··· Provided data

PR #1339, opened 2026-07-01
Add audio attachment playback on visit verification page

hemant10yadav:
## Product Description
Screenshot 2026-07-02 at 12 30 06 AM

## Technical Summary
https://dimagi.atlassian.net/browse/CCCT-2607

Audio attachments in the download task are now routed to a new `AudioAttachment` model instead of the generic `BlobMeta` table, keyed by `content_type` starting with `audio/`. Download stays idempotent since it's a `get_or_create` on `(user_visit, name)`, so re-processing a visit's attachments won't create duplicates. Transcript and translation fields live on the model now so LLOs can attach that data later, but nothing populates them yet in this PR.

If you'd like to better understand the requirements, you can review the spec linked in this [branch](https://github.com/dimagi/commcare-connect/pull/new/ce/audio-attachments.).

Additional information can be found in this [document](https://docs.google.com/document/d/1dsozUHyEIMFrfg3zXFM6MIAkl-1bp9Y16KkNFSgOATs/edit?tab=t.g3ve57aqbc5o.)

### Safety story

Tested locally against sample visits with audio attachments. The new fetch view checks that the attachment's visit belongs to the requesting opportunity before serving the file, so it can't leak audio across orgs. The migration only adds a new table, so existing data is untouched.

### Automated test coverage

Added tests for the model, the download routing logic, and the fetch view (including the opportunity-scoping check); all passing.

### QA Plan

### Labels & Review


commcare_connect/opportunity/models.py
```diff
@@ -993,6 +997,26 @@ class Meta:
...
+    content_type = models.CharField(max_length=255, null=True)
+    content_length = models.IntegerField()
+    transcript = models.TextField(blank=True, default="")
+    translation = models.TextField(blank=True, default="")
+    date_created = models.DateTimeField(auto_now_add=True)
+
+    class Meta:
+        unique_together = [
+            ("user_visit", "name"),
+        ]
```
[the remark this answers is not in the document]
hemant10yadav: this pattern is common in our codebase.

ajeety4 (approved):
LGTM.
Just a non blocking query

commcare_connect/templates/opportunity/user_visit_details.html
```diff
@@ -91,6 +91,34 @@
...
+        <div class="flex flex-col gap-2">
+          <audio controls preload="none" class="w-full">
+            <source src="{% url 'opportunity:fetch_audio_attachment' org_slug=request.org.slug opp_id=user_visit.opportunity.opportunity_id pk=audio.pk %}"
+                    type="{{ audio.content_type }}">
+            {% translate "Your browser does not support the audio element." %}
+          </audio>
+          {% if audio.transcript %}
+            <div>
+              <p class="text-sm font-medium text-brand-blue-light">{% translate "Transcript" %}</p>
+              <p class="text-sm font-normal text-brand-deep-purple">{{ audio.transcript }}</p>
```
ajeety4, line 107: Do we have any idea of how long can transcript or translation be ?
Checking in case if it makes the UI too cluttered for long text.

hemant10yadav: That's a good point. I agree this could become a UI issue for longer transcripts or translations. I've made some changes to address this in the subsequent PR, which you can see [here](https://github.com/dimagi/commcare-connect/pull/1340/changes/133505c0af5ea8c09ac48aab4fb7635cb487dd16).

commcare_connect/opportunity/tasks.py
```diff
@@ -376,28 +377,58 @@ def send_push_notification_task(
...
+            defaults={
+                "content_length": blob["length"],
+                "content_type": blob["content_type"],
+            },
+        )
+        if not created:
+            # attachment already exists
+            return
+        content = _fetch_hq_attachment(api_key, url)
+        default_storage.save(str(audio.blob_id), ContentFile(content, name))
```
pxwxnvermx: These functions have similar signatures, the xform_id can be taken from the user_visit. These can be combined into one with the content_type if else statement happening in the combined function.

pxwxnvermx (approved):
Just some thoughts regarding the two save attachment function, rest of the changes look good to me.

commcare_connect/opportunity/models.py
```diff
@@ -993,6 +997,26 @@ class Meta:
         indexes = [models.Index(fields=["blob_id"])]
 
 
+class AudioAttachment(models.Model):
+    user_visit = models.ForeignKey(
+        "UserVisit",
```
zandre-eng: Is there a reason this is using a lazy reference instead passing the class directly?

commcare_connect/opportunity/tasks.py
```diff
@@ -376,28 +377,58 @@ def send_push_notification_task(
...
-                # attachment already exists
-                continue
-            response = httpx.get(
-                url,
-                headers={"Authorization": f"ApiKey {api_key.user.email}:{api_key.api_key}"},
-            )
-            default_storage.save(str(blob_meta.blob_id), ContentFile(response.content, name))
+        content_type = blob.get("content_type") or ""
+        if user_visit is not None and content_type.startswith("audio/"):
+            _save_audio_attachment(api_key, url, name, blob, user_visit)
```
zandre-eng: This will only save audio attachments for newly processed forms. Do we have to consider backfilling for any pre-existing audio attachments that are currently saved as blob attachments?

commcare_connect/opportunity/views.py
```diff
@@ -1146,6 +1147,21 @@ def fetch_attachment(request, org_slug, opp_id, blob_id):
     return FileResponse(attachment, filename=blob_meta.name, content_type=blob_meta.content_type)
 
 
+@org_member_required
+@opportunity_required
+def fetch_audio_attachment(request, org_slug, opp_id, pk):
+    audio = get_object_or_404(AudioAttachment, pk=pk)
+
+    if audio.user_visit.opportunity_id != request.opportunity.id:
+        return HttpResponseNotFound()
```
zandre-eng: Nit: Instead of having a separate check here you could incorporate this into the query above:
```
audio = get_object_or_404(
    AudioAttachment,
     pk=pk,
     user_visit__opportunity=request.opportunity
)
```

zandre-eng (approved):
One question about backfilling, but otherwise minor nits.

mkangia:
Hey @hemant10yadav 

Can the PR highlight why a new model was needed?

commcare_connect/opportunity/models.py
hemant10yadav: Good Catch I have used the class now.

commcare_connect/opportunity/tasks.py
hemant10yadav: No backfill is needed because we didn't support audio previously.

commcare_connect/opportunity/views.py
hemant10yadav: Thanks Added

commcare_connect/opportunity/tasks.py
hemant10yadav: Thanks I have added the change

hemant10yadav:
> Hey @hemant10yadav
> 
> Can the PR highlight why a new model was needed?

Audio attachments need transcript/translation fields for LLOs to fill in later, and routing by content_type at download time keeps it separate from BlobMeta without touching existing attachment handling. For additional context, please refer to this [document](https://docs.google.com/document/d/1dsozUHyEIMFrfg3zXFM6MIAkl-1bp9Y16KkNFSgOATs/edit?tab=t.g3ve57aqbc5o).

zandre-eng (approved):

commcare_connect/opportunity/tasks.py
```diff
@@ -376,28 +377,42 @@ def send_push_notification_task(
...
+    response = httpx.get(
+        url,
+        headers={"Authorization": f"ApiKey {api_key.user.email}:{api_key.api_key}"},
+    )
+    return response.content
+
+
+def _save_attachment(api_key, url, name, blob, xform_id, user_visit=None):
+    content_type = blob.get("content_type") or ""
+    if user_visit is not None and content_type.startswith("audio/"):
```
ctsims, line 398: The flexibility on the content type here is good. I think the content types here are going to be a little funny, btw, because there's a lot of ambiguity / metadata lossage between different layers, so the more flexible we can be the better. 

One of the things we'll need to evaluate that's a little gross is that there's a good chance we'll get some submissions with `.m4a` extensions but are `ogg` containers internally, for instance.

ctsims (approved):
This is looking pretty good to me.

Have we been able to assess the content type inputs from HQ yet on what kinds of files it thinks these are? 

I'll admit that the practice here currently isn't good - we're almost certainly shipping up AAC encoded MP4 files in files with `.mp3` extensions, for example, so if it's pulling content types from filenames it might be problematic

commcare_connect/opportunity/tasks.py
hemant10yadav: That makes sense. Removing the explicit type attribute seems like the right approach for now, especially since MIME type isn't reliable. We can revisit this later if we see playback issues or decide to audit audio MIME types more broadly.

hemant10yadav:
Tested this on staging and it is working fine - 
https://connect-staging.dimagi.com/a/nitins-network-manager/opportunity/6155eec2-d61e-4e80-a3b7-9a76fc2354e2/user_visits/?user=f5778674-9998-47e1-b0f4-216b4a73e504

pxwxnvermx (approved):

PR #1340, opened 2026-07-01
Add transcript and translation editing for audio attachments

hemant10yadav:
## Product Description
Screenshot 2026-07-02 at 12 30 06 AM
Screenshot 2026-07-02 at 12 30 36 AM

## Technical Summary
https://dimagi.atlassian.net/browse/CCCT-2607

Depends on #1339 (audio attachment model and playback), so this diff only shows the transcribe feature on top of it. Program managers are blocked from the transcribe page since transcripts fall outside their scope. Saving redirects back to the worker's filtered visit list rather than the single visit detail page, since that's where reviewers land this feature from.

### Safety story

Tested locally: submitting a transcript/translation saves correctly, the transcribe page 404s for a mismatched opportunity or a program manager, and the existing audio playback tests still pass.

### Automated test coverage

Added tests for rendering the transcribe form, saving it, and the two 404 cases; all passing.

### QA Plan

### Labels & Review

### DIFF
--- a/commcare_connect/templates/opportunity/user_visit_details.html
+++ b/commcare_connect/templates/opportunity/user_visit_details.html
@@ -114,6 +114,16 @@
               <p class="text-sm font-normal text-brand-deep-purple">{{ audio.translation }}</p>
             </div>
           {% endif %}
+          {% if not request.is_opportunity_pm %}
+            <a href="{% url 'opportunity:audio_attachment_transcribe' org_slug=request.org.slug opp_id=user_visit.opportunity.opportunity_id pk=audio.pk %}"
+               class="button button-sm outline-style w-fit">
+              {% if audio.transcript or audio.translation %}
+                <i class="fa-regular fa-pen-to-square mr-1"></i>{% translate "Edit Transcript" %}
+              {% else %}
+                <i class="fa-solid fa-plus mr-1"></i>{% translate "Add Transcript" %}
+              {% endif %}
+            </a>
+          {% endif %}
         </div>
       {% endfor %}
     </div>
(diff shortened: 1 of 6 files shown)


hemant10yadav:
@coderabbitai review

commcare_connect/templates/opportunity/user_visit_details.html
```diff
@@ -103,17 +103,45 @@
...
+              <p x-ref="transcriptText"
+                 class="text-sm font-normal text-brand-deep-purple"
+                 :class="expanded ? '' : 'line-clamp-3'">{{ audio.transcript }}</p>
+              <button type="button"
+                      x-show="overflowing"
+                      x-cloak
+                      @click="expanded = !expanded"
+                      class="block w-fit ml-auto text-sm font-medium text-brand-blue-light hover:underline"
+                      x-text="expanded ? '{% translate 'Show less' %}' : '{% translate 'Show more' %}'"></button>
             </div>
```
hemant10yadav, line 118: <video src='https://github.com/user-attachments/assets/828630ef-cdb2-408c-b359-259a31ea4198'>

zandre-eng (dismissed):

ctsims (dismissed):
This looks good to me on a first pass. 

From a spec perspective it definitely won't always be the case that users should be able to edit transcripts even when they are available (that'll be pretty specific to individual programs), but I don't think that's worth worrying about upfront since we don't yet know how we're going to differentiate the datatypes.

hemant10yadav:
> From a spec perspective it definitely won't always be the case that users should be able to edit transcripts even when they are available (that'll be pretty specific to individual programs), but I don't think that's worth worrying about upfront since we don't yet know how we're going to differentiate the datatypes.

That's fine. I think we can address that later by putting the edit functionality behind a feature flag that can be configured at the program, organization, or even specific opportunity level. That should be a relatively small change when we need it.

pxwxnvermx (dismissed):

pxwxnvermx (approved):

······

**The task**
Among the entries above, which lines include "already"? List them all.

**Answer to the exercise**
+            # attachment already exists
-                # attachment already exists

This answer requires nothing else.